What the exercise asks: Show only those lines of the entries where the string "approved" is found.

Excerpts from a dataset:

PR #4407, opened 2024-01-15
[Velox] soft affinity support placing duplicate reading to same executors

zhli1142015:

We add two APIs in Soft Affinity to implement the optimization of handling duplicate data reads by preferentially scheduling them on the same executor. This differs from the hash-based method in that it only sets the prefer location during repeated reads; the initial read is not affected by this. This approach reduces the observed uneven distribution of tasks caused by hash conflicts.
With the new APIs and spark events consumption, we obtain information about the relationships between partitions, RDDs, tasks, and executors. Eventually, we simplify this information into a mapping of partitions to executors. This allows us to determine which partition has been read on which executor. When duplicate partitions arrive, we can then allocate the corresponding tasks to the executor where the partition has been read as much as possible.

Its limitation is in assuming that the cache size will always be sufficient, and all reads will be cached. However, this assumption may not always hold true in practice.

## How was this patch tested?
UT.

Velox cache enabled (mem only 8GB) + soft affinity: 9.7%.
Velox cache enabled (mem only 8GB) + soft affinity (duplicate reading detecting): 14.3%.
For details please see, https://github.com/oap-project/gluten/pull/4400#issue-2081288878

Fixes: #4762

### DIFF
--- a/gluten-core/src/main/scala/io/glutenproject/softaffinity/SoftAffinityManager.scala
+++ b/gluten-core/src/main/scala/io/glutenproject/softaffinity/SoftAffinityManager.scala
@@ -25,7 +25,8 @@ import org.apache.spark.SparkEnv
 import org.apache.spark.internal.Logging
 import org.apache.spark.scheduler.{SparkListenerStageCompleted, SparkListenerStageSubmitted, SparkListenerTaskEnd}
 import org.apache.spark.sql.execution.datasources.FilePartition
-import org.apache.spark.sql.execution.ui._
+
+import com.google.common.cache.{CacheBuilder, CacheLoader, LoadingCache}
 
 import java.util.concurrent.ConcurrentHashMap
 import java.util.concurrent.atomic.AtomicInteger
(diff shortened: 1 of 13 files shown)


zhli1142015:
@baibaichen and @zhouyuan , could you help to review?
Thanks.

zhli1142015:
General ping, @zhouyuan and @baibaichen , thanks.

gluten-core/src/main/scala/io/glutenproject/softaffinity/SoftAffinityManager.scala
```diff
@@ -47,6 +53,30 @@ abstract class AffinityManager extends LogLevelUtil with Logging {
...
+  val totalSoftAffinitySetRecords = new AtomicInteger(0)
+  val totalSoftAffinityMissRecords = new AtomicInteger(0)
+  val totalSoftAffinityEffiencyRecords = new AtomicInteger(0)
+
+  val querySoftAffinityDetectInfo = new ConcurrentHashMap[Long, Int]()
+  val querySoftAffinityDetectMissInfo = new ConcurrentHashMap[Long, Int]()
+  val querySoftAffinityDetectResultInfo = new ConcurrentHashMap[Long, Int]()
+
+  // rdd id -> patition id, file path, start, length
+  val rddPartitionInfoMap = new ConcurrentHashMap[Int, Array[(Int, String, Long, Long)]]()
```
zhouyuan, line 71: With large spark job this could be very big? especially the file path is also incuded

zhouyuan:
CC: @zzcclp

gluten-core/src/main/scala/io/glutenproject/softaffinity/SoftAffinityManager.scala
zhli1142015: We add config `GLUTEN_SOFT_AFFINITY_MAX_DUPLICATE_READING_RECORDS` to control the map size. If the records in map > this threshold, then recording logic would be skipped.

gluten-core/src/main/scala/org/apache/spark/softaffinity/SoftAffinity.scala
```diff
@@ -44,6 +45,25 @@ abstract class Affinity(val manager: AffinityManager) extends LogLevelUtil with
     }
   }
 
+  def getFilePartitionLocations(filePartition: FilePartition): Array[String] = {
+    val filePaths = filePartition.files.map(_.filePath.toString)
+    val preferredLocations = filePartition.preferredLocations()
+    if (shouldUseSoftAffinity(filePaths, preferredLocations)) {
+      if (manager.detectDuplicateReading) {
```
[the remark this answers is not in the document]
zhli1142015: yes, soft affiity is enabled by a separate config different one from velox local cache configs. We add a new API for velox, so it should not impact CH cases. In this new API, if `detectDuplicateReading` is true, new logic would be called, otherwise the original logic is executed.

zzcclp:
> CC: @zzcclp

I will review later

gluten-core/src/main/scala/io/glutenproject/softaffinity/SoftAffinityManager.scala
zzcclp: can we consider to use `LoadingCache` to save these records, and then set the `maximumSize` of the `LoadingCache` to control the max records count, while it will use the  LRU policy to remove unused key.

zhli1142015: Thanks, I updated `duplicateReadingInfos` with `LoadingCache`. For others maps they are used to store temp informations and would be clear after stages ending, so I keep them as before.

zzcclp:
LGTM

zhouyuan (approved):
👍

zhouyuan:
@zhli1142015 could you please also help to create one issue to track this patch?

==

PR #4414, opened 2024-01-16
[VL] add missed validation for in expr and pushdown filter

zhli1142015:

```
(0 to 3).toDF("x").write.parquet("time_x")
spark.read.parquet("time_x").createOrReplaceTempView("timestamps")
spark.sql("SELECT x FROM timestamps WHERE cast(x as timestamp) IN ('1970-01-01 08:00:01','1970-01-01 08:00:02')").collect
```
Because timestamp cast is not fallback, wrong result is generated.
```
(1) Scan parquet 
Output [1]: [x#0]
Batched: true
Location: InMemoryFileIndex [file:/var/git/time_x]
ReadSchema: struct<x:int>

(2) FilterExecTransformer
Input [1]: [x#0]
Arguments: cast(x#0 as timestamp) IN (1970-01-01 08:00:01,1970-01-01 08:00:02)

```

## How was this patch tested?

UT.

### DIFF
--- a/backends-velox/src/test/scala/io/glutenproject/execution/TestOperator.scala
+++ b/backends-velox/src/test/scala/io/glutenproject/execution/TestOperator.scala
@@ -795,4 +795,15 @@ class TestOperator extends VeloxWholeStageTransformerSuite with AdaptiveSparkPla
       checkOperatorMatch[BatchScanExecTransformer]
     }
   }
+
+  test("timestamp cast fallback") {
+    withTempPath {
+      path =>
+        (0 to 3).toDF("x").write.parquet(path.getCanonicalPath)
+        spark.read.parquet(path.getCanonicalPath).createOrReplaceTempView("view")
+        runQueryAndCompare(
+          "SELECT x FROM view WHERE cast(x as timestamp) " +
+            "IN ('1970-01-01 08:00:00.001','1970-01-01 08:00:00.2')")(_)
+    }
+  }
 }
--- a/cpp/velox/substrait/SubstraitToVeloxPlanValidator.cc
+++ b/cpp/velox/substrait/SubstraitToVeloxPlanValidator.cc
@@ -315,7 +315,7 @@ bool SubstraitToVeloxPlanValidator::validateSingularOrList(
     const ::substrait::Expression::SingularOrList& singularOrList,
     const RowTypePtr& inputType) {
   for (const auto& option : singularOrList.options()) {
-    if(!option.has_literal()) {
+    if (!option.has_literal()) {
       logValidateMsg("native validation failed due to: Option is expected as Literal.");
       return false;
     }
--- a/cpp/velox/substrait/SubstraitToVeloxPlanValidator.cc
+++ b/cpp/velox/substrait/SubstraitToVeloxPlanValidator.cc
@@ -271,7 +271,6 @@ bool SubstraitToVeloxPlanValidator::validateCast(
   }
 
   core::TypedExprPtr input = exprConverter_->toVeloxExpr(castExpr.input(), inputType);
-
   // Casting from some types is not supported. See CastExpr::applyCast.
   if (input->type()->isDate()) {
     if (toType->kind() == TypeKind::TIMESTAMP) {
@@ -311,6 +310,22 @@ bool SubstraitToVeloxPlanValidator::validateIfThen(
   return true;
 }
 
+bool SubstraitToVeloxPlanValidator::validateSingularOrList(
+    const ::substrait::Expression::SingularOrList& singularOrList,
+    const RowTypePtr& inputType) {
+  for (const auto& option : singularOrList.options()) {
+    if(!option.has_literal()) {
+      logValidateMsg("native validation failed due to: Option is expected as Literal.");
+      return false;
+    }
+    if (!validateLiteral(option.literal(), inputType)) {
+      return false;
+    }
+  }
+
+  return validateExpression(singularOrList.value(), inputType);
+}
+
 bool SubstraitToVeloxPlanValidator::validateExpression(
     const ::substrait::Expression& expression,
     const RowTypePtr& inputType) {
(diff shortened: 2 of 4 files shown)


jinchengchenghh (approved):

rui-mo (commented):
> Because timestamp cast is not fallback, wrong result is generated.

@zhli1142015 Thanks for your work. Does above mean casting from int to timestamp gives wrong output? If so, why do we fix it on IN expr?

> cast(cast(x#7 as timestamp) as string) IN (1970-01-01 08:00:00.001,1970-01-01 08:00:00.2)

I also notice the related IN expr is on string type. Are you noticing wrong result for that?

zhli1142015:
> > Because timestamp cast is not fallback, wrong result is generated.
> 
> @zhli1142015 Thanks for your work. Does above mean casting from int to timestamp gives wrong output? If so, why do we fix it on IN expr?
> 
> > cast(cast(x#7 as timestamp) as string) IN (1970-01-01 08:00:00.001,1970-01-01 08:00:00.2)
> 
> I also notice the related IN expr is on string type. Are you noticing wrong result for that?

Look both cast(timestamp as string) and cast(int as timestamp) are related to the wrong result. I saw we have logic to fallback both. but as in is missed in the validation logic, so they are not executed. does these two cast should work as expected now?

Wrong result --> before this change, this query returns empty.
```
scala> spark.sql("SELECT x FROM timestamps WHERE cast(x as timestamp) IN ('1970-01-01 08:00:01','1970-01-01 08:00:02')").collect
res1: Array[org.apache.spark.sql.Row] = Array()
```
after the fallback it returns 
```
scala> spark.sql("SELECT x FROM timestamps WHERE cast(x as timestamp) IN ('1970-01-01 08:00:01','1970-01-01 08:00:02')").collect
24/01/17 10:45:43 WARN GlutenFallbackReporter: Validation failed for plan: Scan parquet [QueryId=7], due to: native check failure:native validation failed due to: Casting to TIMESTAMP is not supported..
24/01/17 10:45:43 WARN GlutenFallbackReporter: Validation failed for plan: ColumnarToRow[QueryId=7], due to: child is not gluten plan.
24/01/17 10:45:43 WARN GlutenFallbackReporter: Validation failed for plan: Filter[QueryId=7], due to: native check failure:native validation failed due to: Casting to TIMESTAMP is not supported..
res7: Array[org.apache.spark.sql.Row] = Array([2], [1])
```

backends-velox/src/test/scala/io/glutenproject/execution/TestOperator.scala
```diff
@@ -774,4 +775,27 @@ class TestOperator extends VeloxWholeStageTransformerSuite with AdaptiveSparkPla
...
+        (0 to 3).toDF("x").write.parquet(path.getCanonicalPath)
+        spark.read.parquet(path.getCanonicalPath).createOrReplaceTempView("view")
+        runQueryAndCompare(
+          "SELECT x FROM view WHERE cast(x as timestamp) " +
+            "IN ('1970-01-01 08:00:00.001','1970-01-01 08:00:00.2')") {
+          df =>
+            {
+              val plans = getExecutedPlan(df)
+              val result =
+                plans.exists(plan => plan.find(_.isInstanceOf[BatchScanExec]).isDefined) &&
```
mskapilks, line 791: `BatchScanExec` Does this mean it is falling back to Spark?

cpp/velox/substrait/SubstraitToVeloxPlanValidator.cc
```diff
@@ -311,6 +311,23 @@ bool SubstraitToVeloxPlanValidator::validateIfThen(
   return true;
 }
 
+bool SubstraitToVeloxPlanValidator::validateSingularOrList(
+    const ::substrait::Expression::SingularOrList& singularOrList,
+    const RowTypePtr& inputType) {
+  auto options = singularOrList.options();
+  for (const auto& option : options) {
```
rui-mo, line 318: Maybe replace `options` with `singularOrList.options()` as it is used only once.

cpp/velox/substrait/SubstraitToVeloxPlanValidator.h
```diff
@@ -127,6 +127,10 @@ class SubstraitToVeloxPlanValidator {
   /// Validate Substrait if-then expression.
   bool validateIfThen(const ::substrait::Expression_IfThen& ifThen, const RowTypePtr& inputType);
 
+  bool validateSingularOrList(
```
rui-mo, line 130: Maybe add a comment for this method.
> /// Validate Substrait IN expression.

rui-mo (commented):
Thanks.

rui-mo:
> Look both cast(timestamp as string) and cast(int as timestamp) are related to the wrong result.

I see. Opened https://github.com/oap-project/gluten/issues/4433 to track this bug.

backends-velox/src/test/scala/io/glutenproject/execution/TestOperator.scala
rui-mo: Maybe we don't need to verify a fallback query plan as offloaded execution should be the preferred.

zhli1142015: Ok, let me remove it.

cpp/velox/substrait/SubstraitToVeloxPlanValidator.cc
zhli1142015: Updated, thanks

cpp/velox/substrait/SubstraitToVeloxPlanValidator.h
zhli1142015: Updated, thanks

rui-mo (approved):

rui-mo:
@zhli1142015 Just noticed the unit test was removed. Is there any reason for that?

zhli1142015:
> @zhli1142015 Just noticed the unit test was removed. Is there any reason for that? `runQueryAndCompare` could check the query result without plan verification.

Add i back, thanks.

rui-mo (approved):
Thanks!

...

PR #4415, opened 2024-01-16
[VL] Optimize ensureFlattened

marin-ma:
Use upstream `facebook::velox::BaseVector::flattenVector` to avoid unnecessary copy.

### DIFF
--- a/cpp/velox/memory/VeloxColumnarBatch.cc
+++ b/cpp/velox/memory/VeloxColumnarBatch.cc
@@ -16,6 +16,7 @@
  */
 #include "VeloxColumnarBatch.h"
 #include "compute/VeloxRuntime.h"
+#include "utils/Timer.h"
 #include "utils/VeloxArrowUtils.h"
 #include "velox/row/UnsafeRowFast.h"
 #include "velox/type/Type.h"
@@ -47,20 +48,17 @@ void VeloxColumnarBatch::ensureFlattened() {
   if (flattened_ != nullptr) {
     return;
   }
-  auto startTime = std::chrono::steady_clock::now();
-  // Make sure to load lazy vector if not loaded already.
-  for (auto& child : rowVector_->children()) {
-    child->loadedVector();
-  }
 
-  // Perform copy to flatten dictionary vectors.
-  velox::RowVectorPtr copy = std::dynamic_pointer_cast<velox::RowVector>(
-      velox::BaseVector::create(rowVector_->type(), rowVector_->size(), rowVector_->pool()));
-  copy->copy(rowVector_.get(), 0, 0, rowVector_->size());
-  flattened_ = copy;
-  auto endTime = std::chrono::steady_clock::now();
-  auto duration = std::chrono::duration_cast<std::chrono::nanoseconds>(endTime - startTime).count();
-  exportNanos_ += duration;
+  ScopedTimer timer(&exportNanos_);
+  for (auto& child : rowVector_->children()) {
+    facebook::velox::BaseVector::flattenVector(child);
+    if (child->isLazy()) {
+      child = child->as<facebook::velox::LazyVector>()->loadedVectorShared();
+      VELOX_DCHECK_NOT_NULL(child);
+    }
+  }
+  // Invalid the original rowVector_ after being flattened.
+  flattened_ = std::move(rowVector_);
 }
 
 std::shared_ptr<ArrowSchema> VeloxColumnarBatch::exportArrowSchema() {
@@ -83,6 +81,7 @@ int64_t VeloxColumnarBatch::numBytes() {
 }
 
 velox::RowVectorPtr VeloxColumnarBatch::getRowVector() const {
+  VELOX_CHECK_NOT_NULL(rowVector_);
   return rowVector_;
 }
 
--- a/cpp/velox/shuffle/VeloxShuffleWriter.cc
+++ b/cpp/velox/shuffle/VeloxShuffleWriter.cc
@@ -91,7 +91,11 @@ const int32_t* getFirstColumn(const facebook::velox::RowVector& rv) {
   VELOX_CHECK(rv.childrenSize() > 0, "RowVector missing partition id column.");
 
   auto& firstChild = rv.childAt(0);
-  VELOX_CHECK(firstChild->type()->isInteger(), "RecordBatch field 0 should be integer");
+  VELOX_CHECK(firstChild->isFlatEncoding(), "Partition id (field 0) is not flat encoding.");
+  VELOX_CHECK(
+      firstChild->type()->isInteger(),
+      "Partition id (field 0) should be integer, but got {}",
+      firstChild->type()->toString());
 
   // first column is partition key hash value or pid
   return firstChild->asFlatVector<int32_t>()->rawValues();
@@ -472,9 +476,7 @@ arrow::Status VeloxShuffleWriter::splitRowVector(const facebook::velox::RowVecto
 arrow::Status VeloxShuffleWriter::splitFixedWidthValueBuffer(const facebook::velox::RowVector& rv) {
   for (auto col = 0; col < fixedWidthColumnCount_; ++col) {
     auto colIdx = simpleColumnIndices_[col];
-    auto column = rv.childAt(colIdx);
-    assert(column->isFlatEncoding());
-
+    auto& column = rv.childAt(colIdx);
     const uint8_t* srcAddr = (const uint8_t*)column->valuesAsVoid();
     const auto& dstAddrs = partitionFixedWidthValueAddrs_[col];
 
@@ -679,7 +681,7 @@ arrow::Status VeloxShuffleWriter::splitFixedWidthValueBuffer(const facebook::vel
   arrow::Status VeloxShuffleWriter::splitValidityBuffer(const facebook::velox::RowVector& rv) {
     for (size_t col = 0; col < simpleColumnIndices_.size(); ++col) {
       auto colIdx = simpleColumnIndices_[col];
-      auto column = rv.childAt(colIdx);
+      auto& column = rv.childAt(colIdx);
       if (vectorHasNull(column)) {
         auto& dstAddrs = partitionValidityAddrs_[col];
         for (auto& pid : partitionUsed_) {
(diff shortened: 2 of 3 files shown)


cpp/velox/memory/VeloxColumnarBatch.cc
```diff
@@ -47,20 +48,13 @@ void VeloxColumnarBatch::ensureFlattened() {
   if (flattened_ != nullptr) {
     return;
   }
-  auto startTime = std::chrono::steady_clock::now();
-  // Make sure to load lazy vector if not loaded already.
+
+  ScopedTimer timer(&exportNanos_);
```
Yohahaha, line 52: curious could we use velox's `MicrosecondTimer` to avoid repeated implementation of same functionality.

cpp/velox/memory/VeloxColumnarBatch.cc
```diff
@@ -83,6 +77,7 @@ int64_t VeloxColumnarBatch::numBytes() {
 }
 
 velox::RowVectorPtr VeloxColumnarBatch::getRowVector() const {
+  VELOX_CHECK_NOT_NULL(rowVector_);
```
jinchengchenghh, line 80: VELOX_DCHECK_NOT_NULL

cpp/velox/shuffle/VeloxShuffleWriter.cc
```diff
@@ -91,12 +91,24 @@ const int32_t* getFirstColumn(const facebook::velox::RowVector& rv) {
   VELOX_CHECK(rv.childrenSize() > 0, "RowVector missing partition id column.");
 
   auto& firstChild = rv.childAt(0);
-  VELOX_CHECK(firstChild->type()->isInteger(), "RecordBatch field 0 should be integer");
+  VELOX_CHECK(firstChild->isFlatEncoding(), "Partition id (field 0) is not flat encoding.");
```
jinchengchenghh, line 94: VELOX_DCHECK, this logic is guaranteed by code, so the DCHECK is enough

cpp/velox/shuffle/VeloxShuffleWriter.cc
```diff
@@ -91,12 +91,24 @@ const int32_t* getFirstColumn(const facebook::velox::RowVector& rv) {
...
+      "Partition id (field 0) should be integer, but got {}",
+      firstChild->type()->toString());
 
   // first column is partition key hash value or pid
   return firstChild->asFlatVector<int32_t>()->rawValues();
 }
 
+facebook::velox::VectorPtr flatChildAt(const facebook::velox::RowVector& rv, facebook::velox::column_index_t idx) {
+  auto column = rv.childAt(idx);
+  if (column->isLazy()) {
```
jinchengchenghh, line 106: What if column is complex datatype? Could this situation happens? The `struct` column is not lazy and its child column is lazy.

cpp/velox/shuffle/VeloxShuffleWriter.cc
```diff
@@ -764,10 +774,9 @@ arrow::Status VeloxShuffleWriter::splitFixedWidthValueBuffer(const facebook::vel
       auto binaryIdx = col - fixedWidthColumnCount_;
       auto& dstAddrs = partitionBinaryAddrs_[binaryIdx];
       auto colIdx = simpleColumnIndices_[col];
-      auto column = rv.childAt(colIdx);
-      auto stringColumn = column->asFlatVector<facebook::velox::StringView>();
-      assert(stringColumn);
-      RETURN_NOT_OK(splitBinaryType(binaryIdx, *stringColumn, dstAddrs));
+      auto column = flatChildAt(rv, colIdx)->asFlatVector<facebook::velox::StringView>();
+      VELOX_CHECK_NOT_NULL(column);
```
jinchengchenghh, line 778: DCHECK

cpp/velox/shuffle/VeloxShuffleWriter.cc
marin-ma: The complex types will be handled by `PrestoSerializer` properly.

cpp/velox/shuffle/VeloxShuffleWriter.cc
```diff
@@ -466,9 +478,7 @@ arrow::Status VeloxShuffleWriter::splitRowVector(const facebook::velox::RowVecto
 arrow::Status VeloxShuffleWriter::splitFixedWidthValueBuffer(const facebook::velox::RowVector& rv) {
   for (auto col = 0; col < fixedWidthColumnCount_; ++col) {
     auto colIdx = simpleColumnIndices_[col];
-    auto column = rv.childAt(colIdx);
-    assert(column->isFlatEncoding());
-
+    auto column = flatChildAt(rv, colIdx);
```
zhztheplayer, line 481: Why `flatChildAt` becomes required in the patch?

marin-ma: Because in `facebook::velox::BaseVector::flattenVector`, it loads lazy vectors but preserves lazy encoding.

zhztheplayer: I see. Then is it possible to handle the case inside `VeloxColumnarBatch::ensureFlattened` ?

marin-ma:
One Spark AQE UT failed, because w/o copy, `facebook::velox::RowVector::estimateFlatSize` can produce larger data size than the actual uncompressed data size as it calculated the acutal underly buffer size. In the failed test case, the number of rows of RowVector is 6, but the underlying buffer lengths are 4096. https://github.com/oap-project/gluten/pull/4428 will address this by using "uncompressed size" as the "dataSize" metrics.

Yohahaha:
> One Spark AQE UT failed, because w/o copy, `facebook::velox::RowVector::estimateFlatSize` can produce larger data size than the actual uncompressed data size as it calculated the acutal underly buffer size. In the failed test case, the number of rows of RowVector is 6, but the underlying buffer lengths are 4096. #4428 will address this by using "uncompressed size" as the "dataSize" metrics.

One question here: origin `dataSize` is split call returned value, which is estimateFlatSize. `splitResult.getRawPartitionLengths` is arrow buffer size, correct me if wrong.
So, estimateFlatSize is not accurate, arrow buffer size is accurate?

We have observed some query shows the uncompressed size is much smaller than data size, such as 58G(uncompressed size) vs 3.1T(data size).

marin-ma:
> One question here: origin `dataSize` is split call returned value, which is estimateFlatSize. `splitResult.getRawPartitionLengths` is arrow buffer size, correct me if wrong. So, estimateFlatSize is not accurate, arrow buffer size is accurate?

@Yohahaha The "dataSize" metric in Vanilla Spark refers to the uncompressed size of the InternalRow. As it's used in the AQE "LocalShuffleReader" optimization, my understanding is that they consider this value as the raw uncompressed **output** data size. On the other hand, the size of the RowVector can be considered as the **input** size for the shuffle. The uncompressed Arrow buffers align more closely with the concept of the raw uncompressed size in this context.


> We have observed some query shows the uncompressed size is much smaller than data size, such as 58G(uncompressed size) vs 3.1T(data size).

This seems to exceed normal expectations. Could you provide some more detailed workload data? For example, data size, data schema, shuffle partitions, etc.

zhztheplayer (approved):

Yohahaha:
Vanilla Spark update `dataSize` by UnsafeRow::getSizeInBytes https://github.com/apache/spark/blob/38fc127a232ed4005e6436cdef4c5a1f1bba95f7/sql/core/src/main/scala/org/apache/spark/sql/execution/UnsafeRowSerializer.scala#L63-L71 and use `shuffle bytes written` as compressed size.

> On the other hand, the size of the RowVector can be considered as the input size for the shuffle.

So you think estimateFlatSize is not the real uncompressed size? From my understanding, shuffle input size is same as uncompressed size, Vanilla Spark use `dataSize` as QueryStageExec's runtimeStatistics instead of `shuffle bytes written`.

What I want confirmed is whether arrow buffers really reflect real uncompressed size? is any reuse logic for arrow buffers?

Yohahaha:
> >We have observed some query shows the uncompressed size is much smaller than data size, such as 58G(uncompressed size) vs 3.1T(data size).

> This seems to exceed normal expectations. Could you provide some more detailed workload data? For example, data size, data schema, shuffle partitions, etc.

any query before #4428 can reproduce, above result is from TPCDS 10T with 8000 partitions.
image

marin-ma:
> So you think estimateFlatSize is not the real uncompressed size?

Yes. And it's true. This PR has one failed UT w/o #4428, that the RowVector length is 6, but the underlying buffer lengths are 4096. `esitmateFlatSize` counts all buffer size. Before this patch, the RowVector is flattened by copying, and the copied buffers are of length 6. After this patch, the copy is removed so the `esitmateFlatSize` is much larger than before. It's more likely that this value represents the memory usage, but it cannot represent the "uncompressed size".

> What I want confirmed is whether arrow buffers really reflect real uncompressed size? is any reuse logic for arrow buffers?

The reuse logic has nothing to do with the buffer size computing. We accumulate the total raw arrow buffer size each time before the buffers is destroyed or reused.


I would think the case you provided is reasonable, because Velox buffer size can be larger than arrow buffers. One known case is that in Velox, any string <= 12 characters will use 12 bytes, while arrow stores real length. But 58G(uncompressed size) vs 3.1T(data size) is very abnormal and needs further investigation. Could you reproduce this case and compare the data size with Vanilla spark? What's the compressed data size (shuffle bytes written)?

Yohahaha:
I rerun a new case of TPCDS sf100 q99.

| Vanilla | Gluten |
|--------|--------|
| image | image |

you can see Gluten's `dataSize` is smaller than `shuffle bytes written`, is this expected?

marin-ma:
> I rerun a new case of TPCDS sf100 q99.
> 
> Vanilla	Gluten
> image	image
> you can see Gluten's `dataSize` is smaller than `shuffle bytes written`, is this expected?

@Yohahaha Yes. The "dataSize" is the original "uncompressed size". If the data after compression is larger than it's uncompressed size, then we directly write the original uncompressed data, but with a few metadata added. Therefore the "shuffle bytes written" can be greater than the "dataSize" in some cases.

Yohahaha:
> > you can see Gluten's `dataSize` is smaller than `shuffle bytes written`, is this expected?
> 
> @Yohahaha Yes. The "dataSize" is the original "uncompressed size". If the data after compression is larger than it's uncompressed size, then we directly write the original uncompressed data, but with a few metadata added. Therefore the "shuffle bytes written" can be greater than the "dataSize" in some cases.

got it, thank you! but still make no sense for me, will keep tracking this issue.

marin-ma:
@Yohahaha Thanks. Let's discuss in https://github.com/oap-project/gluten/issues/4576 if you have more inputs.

Response to this task:
zhouyuan (approved):
jinchengchenghh (approved):
rui-mo (approved):
rui-mo (approved):
zhztheplayer (approved):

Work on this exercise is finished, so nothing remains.